As mentioned above, this does mean that the term_to_json/json_to_term is defining a particular canonical JSON "schema" that must be conformed to. As discussed in previous posts above, this is OK since these predicates are intended to be used as an interface or an ABI, not as a general purpose generator of arbitrary JSON documents. There are other predicates that allow building arbitrary JSON in SWI Prolog.

Other Notes

Phase 1:

Phase 2:

JanWielemaker commented 2 years ago

This issue has been mentioned on SWI-Prolog. There might be relevant details there:

https://swi-prolog.discourse.group/t/wiki-discussion-swi-prolog-in-the-browser-using-wasm/5651/75

EricGT commented 2 years ago

The context in which this is written. Came here because of (ref)

I have been discussing a new JSON format with @ericzinda at Consider adding an option to use a different JSON Format · Issue #4 · SWI-Prolog/packages-mqi · GitHub 1

so my mind set is that this will/could become a/the new JSON package for SWI-Prolog and I often use JSON so have a vested interest.


As a suggestion it might help to think of this along the lines of syntax and semantics.

I see JSON as a syntax specification like INI files. (ref)

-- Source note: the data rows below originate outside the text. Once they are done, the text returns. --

PR #5162, opened 2017-01-13
move Error to SysError; whitespace

psahabu:
In anticipation of the coming `Error` class, the module `Error` had to be moved to `SysError`. This is in line with the current naming scheme of `SysBasic` and `Sys`.

- while there, fixed trailing whitespace
- passes linux64+flat testing

### DIFF
--- a/modules/packages/HDFS.chpl
+++ b/modules/packages/HDFS.chpl
@@ -117,7 +117,7 @@ HDFS Support Types and Functions
  */
 module HDFS {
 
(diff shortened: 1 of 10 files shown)


mppf:
Looks OK to me. I'm worried that we'll run into problems with the compilerWarning, but let's try to keep it working if it's not too hard.

bradcray:
@psahabu: I'm noting that I think with this change, SysError doesn't seem to be included in the online documentation anymore.

PR #5164, opened 2017-01-13
Enable records without copy-initalizers

mppf:
Types that cannot be copied are important for implementing an equivalent to C++'s std::unique_ptr (see issue #5096). However such support is not as trivial to add as it seems.

This PR works around the issue that the compiler adds and resolves calls to initCopy before these calls might be eliminated.  That way, types that cannot be copied should still work in case the initCopy calls are removed after resolution. In particular, callDestructors removes extra initCopy calls for certain common patterns such as capturing the returned value from a function into a variable.

For example, the following code snippet adds an `initCopy` for `R` that is eliminated in callDestructors:
```
record R { }
proc returnR() { return new R(); }
var x = returnR();  // normalize adds initCopy here, but it's later removed
```

In more detail, here are the steps this PR takes:
 * adjusted generic instantiation to call fixupDefaultInitCopy when instantiating a compiler-generated initCopy function. Adjusted fixupTupleFunctions to return a bool so that tuple init copy can be only handled in fixupTupleFunctions and not in fixupDefaultInitCopy.
 * implemented fixupDefaultInitCopy to explicitly handle the creation of the initCopy function for types with initializers defined.  In particular, if a copy-initializer is not available, create a "dummy" initCopy marked with the flag FLAG_ERRONEOUS_INITCOPY. Otherwise, create an initCopy that runs the copy-initializer.
 * at the end of callDestructors, add code to check that no calls to initCopy functions marked with FLAG_ERRONEOUS_INITCOPY remain. If any do, raise a user-facing compilation error.
 * Adds a `checkonly` argument to resolveUninsertedCall. This was useful in earlier versions of this PR and has a straightforward implementation. It is not strictly necessary.

In order to get all of that to work, I also needed to adjust buildDefaultFunctions to avoid generating a compiler-default initCopy for a record that defines an initializer.

While there (and because an earlier version of this patch needed to do so), refactored the direct uses of autoCopyMap outside of functionResolution to instead call getAutoCopy, so that autoCopyMap can be private to resolution. At the same time, made autoCopyMap into a std::set instead of a Vec-that-is-a-set.

Lastly, this PR includes new tests and improvements to old tests to do with initializers.

Passed full local testing.

A longer-term-solution:
This PR adds dummy initCopy calls. A better long-term solution would be for the compiler to be structured in such a way that calls to a function (such as a copy initializer) can be added and resolved after the main body of resolution is completed. That would remove the need for autoCopyMap. Instead, code needing to add a copy would simply add a call to the copy initializer and resolve it.


vasslitvinov:
I am OK with the workaround of creating the "erroneous" initCopies then removing them. However I would like to see in the PR message some thoughts on a potential long-term solution.

Also, I would like to see in the PR message examples of situations when calls to initCopy are inserted and resolved then removed later, which makes us create dummy initCopies.

compiler/resolution/functionResolution.cpp
```diff
@@ -469,15 +471,19 @@ resolveUninsertedCall(BlockStmt* insideBlock,
   INT_ASSERT(block->parentSymbol);
 
   block->insertAtHead(call);
-  resolveCall(call);
+  if (checkonly && !call->primitive) {
+    resolveNormalCall(call, checkonly);
+  } else {
+    resolveCall(call);
```
vasslitvinov: Should we add INT_ASSERT(!checkonly) in this case, i.e. disallow calling this function on a primitive call with checkonly==true ?

compiler/resolution/functionResolution.cpp
```diff
@@ -588,20 +594,128 @@ hasUserAssign(Type* type) {
...
+      // If the user has defined any initializer,
+      // initCopy function should call the copy-initializer.
+      //
+      // If no copy-initializer exists, we should generate a call
+      // to a dummy init-copy function that generates an error
+      // if it remains in the AST after callDestructors
+      // (since callDestructors can remove some initCopy calls,
+      //  we'd like types that cannot be copied to survive
+      //  compilation until callDestructors has a chance to
+      //  remove those calls)).
```
vasslitvinov: Let's turn this parenthetical remark into a separate sentence. This will fix the double-close-parens too.

compiler/resolution/functionResolution.cpp
```diff
@@ -588,20 +594,128 @@ hasUserAssign(Type* type) {
...
+
+  if (AggregateType* ct = toAggregateType(arg->type)) {
+    if (isUserDefinedRecord(ct) &&
+        ct->initializerStyle == DEFINES_INITIALIZER) {
+      // If the user has defined any initializer,
+      // initCopy function should call the copy-initializer.
+      //
+      // If no copy-initializer exists, we should generate a call
+      // to a dummy init-copy function that generates an error
+      // if it remains in the AST after callDestructors
```
vasslitvinov: Let's edit the above sentence to remove "generate a call", if I get this right:

"If no copy-initializer exists, we should make this initCopy a dummy function that generates an error [then as before]"

compiler/resolution/functionResolution.cpp
```diff
@@ -588,20 +594,128 @@ hasUserAssign(Type* type) {
...
+              INT_ASSERT(se);
+              if (se->symbol() == retSym)
+                stmt->remove();
+            }
+        }
+
+        // Set the RVV to the copy
+        newFn->insertBeforeReturn(new CallExpr(PRIM_MOVE, retSym, memeTmp));
+
+        gdbShouldBreakHere();
```
vasslitvinov: Please remove gdbShouldBreakHere() and empty line.

compiler/resolution/functionResolution.cpp
```diff
@@ -588,20 +594,128 @@ hasUserAssign(Type* type) {
...
+      // to a dummy init-copy function that generates an error
+      // if it remains in the AST after callDestructors
+      // (since callDestructors can remove some initCopy calls,
+      //  we'd like types that cannot be copied to survive
+      //  compilation until callDestructors has a chance to
+      //  remove those calls)).
+
+      // Go ahead and instantiate the body now so we can fix
+      // it up completely...
+      instantiateBody(newFn);
```
vasslitvinov: I don't see that instantiateBody(newFn) is invoked in the situation when this function returns false. Are you sure it still works in that case?

As far as I can tell, the boolean result of fixupDefaultInitCopy is unused. Should it have void return type instead?

compiler/resolution/functionResolution.cpp
```diff
@@ -588,20 +594,128 @@ hasUserAssign(Type* type) {
...
+        // Remove other PRIM_MOVEs to the RVV
+        for_alist(stmt, newFn->body->body) {
+          if (CallExpr* callStmt = toCallExpr(stmt))
+            if (callStmt->isPrimitive(PRIM_MOVE)) {
+              SymExpr* se = toSymExpr(callStmt->get(1));
+              INT_ASSERT(se);
+              if (se->symbol() == retSym)
+                stmt->remove();
+            }
+        }
```
vasslitvinov: Assuming that 'newFn' is always compiler-generated, the above loop is probably OK. I would still suggest replacing it with for_SymbolSymExprs(se, retSym) { if (CallExpr* callStmt = toCallExpr(se->parentExpr)) ... }

compiler/include/resolution.h
```diff
@@ -29,7 +29,9 @@ class CallInfo;
 
 extern SymbolMap paramMap;
 extern Vec<CallExpr*> callStack;
-extern Map<Type*,FnSymbol*> autoCopyMap; // type to chpl__autoCopy function
+bool hasAutoCopyForType(Type* type);
```
vasslitvinov: If we replace hasAutoCopyForType() with getAutoCopyOrNullForType(), which returns straight autoCopyMap[type], we can replace two calls hasAutoCopyForType+getAutoCopyForType with just a call to getAutoCopyOrNullForType.

compiler/resolution/functionResolution.cpp
```diff
@@ -588,20 +594,128 @@ hasUserAssign(Type* type) {
...
+  if (!hasAutoCopyForType(type)) {
+
+    const char* copyFnToCall = "chpl__autoCopy";
+
+    if (isUserDefinedRecord(type) &&
+        !type->symbol->hasFlag(FLAG_TUPLE) &&
+        !isRecordWrappedType(type) &&
+        !isSyncType(type) &
+        !isSingleType(type) &&
+        !type->symbol->hasFlag(FLAG_EXTERN)) {
```
vasslitvinov: Sounds like a case to introduce a function isUserDefinedRecordReallyIMeanIt :)

compiler/resolution/functionResolution.cpp
```diff
@@ -588,20 +594,128 @@ hasUserAssign(Type* type) {
...
+      // Just use 'chpl__initCopy' instead of 'chpl__autoCopy'
+      // for user-defined records. This way, if the type does not
+      // support copying, the autoCopyMap will store a function
+      // marked with FLAG_ERRONEOUS_INITCOPY. Additionally, user-defined
+      // records shouldn't be defining chpl__initCopy or chpl__autoCopy
+      // and certainly shouldn't rely on the differences between the two.
```
vasslitvinov: The discussion of FLAG_ERRONEOUS_INITCOPY feels like a distraction here.

Is the motivation simply that we want user records to have nothing to do with autoCopy() ?

compiler/resolution/functionResolution.cpp
mppf: yeah. We should probably rename 'isUserDefinedRecord' to 'isNormalRecord' (or something) and then create 'isUserRecord' (or something) for isUserDefinedRecordReallyIMeanIt. I just don't have the appetite to do that now.

compiler/resolution/functionResolution.cpp
mppf: By removing the default auto-copy (that just calls init-copy), we enable the FLAG_ERRONEOUS_INIT_COPY strategy to work if an auto-copy is added later for a type that does not support copying. By putting something there (instead of NULL), we can let code used to working with autoCopyMap still function, but also get an appropriate error.

*at the same time* it's not appropriate for user records to have both autoCopy and initCopy. They just have copy initializers and the compiler currently uses autoCopy and initCopy as ways to call the copy initializer. I don't think user records should have either autoCopy or initCopy. autoCopy/initCopy are merely implementation concerns.

compiler/resolution/functionResolution.cpp
mppf: the boolean result is unused but the way it called in generic instantiation might depend on the boolean in the future. In particular, I just added such a boolean for fixupTupleFunctions.

The call to instantiateBody will happen later if this function returns false. It is added explicitly here so that the function is instantiated enough that we can "fix" it. Otherwise, it won't have a body with types resolved, etc.

compiler/resolution/functionResolution.cpp
mppf: newFn is always compiler generated and in fact only consist of this body:

  return arg;

I think it's unnecessarily complex to use for_SymbolSymExprs here. So, I'd rather not make that change, since we'd have to test again. Unless you want to argue more for it.

compiler/include/resolution.h
mppf: Or we could just put autoCopyMap to be an exported symbol again.

The point of these changes was to simplify the common case for getting the auto copy function from the map. In the common case, if it's NULL, it should be an error. So getAutoCopyForType fails with an error if it's about to return NULL.

As a separate matter, adding these "accessor functions" enables future modifications to do with the auto-copy map.

I think it's clearer to use hasAutoCopyForType to get the uncommon case - where not having an autoCopy is tolerable - to work. (And as an aside, I think tolerating a NULL auto-copy-map entry is a workaround anyway).

compiler/resolution/functionResolution.cpp
lydia-duncan: I don't see any reason why we couldn't have checkonly apply to primitives, it just seemed like an unnecessary amount of work to thread checkonly through all the other functions called by resolveCall, so we didn't do it.

Is your point that a caller of resolveUninsertedCall might miss that checkonly was being ignored in the case of primitives?  I think that is a fair concern, and so would be open to an INT_ASSERT with a comment about it being extensible or an INT_FATAL with that message.  @mppf - I suspect I don't have permission to push to your branch, how do you want to handle this?

compiler/include/resolution.h
lydia-duncan: I agree with Michael.  The NULL indicator is poor coding practice in my mind on both our homegrown Map and the C++ map class.  The boolean indicator is a much more principled strategy and one that is used in higher-level languages.

compiler/resolution/functionResolution.cpp
lydia-duncan: Commit with this change is here: https://github.com/lydia-duncan/chapel/commit/d1f1a46948765d13f3670cbe3a944bea575703f4

mppf: FYI I've cherry-picked that change into this PR and marked the PR as needing testing. I'm not going to start testing until we're done the review though.

vasslitvinov:
OK, sounds good.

Then for a specific need you add semantics. A case in point is the INI files used with ODBC. (ref)

If you want to validate JSON semantics there is JsonSchema but I don't see that being widely used, but perhaps it should be.

When I read the above I don't get the feeling that a clear separation is present. It seems the word JSON is used when perhaps JSON instance should be used and this is discussing the schema of that instance. As this is also talking about a specific instance it needs a name to make it easier to identify.


In looking at this as a schema, it should include a version number for when things change and break.


Was expecting to see references (think JSON-LD)


For single letter for types a name should also be allowed. (think command line arguments - with single letter and -- with name).


These are just my thoughts, feel free to ignore and/or disregard.

EDIT

Gavin noted a better reference JSON Schema.

JanWielemaker commented 2 years ago

This issue has been mentioned on SWI-Prolog. There might be relevant details there:

https://swi-prolog.discourse.group/t/swi-prolog-in-the-browser-using-wasm/5650/1

rla commented 2 years ago

I worked on typing the SWI-Prolog wasm interface API in TypeScript and I found compound to be problematic:

foo(12,34) as {"foo":[12,34]}

This makes the corresponding object shape impossible to be defined statically. The interface currently adds tag $t: 't' anyway and arguments() method that makes the object a lot more usable. https://github.com/SWI-Prolog/swipl-devel/blob/7a546d6e9e3df6d15343894a71405d5ff1bd712d/src/wasm/prolog.js#L85

I would just use foo(12,34) as {"$t": "t"; "a":[12,34]} with predictable property "a" standing for the arguments. This shape is easily definable in static type systems. It makes corresponding JSON schema also much easier to write.

JanWielemaker commented 2 years ago

I tend to agree. That is why I wrapped the thing into a JavaScript class for the WASM version. The story may look different from Python?

EricGT commented 2 years ago

I worked on typing the SWI-Prolog wasm interface API in TypeScript

The thumbs up is for making progress on using types with an interface. Glad to see someone is doing work on this.